When the unthinkable happens, it feels incomprehensible.

When I first got the news about the Las Vegas shootings, I was instantly crippled by fear and overcome with hopelessness. I couldn’t wrap my mind around it and struggled to understand why this had happened. Even now, I can’t make sense of it.

My heart aches for the victims, and my deepest condolences go out to their families, friends, and those affected by this senseless tragedy.

Thunderous and jarring, this pointless attack has shaken us to the core and left us trying to process a wide range of emotions that are likely to stay with us even after the headlines and media coverage subside.

It’s important to understand that you are not alone in these feelings of shock, grief, fear, and disillusionment. Even without a personal connection to the shootings, it’s expected and normal to feel emotionally impacted. Sadness, frustration, a sense of powerlessness, anger – anything you’re feeling right now is likely overwhelming and even a little numbing.

But You Are Not Alone. We’re All in This Together and Share the Emotional Impact

There are no words to adequately express the grief and outrage you’re likely feeling, no way to effectively convey your deep sense of loss or your struggle to understand why this has happened. It makes it more difficult to process your feelings and regain a sense of normalcy. There might also be a sense of guilt that you experience when your life returns to normal because you empathize with those whose lives were either lost or forever changed.

Despite the difficulty, I feel you should learn ways to cope when mass violence occurs.

I offer my prescriptions below, but there is one point that I’d like to emphasize before you scroll down and read them.

Don’t Let Fear Win

Typically, you go about your days feeling safe and protected. Then, unexpectedly, tragedy strikes, and that feeling of safety goes out the window.

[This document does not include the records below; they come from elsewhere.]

PR #2696, opened 2023-06-07
[Feature] Support for the new username system

### LINKED ISSUE #2693: [Bug]: New usernames are displayed with #0000 discriminator
### Check The Docs

### Verify Issue Source

### Check your intents

### Description

When I convert a SocketUser (who got the new, discriminatorless username) to a string, there is `#0000` at the end.

### Version

3.10.0

### Sample

```cs
SocketUser user; // assume this an account with the new username
Console.WriteLine(user.ToString()); // someone#0000
```

Misha-133:
This PR brings support for the new username system introduced by discord.

### Changes
- update all `ToString()` methods of user entities & their debugger display properties to use the new unique username instead of `username#discriminator` pattern if discriminator value is equals to 0 - the placeholder value.
- made `discriminator` parameter of `BaseSocketClient.GetUser()` method optional
- update `EmbedBuilderExtensions.WithAuthor()`
- update `MentionUtils`
- Add `GlobalName` property to user entities
- Add a new CDN method with support for new default avatar calculation
- Update `UserTypeReader` in `Discord.Commands` to search for `GlobalName`
#### Misc
- update `MentionUtils` to use `<@id>` user mention syntax instead of deprecated `<@!id>` ([docs](https://discord.com/developers/docs/reference#message-formatting-formats))

- closes #2693

*P.S. I think I've found all places that need to be updated for the new system, pls correct me if I missed any*

### DIFF
--- a/src/Discord.Net.Core/Entities/Users/IUser.cs
+++ b/src/Discord.Net.Core/Entities/Users/IUser.cs
@@ -47,11 +47,11 @@ namespace Discord
         /// </returns>
         string GetDefaultAvatarUrl();
         /// <summary>
-        ///     Gets the per-username unique ID for this user. This will return "0000" for users, who have migrated to new username system.
+        ///     Gets the per-username unique ID for this user. This will return "0000" for users who have migrated to new username system.
         /// </summary>
         string Discriminator { get; }
         /// <summary>
-        ///     Gets the per-username unique ID for this user. This will return 0 for users, who have migrated to new username system.
+        ///     Gets the per-username unique ID for this user. This will return 0 for users who have migrated to new username system.
         /// </summary>
         ushort DiscriminatorValue { get; }
         /// <summary>
--- a/src/Discord.Net.Core/Entities/Users/IUser.cs
+++ b/src/Discord.Net.Core/Entities/Users/IUser.cs
@@ -47,7 +47,7 @@ namespace Discord
         /// </returns>
         string GetDefaultAvatarUrl();
         /// <summary>
-        ///     Gets the per-username unique ID for this user. This will return 0 for users, who have migrated to new username system.
+        ///     Gets the per-username unique ID for this user. This will return "0000" for users, who have migrated to new username system.
         /// </summary>
         string Discriminator { get; }
         /// <summary>
--- a/src/Discord.Net.Core/Entities/Users/IUser.cs
+++ b/src/Discord.Net.Core/Entities/Users/IUser.cs
@@ -47,11 +47,11 @@ namespace Discord
         /// </returns>
         string GetDefaultAvatarUrl();
         /// <summary>
-        ///     Gets the per-username unique ID for this user.
+        ///     Gets the per-username unique ID for this user. This will return 0 for users, who have migrated to new username system.
         /// </summary>
         string Discriminator { get; }
         /// <summary>
-        ///     Gets the per-username unique ID for this user.
+        ///     Gets the per-username unique ID for this user. This will return 0 for users, who have migrated to new username system.
         /// </summary>
         ushort DiscriminatorValue { get; }
         /// <summary>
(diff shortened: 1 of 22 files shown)


test/Discord.Net.Tests.Unit/MentionUtilsTests.cs
```diff
@@ -16,10 +16,9 @@ public class MentionUtilsTests
         [Fact]
         public void MentionUser()
         {
-            Assert.Equal("<@!123>", MentionUtils.MentionUser(123u));
-            Assert.Equal("<@!123>", MentionUtils.MentionUser("123"));
-            Assert.Equal("<@!123>", MentionUtils.MentionUser("123", true));
-            Assert.Equal("<@123>", MentionUtils.MentionUser("123", false));
+            Assert.Equal("<@123>", MentionUtils.MentionUser(123u));
+            Assert.Equal("<@123>", MentionUtils.MentionUser("123"));
+            Assert.Equal("<@123>", MentionUtils.MentionUser("123"));
```
dimson-n:
```suggestion
```

Panthr75:
Might want to deprecate `Discriminator` and `DiscriminatorValue`, as most users have already transferred over to the new username system

d4n3436:
> Might want to deprecate `Discriminator` and `DiscriminatorValue`, as most users have already transferred over to the new username system

Bots will remain on the old username system
https://support-dev.discord.com/hc/en-us/articles/13667755828631#h_01H26BDRT8ASH1YVKG6HMGZ1J2

src/Discord.Net.Core/Entities/Users/IUser.cs
```diff
@@ -47,11 +47,11 @@ public interface IUser : ISnowflakeEntity, IMentionable, IPresence
         /// </returns>
         string GetDefaultAvatarUrl();
         /// <summary>
-        ///     Gets the per-username unique ID for this user.
+        ///     Gets the per-username unique ID for this user. This will return "0000" for users, who have migrated to new username system.
```
quinchs:
```suggestion
        ///     Gets the per-username unique ID for this user. This will return "0000" for users who have migrated to new username system.
```

src/Discord.Net.Core/Entities/Users/IUser.cs
```diff
@@ -47,11 +47,11 @@ public interface IUser : ISnowflakeEntity, IMentionable, IPresence
...
         /// </summary>
         string Discriminator { get; }
         /// <summary>
-        ///     Gets the per-username unique ID for this user.
+        ///     Gets the per-username unique ID for this user. This will return 0 for users, who have migrated to new username system.
```
quinchs:
```suggestion
        ///     Gets the per-username unique ID for this user. This will return 0 for users who have migrated to new username system.
```

src/Discord.Net.Core/Format.cs
```diff
@@ -108,16 +108,18 @@ public static string StripMarkDown(string text)
         }
 
         /// <summary>
-        ///     Formats a user's username + discriminator.
+        ///     Formats a user's username + discriminator. Returns the username if the user has migrated to new username system.
```
quinchs:
```suggestion
        ///     Formats a user's username and optional discriminator.
```

src/Discord.Net.Core/Format.cs
```diff
@@ -108,16 +108,18 @@ public static string StripMarkDown(string text)
...
         /// </summary>
         /// <param name="doBidirectional">To format the string in bidirectional unicode or not</param>
         /// <param name="user">The user whose username and discriminator to format</param>
         /// <returns>The username + discriminator</returns>
```
quinchs:
```suggestion
        /// <returns>The username + optional discriminator.</returns>
```

quinchs (changes requested):

Panthr75 (changes requested):
Update `SocketThreadUser.DisplayName` to match `SocketGuildUser.DisplayName` by including a nullability check with `GlobalName` before `Username`

quinchs (approved):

The fear and distress that follow not only can physically affect you (trouble sleeping, loss of appetite, poor concentration, etc.), but they can also alter your perception and make the world feel far more dangerous than it is. Yes, the world can be dangerous, but it’s important to remember that there is more peace than you realize.

You don’t see most of it because violence and anarchy get more media attention and publicity.

First, think about any emotions that might be changing your perception of the world. Then, think about what you can do to change your world’s perception.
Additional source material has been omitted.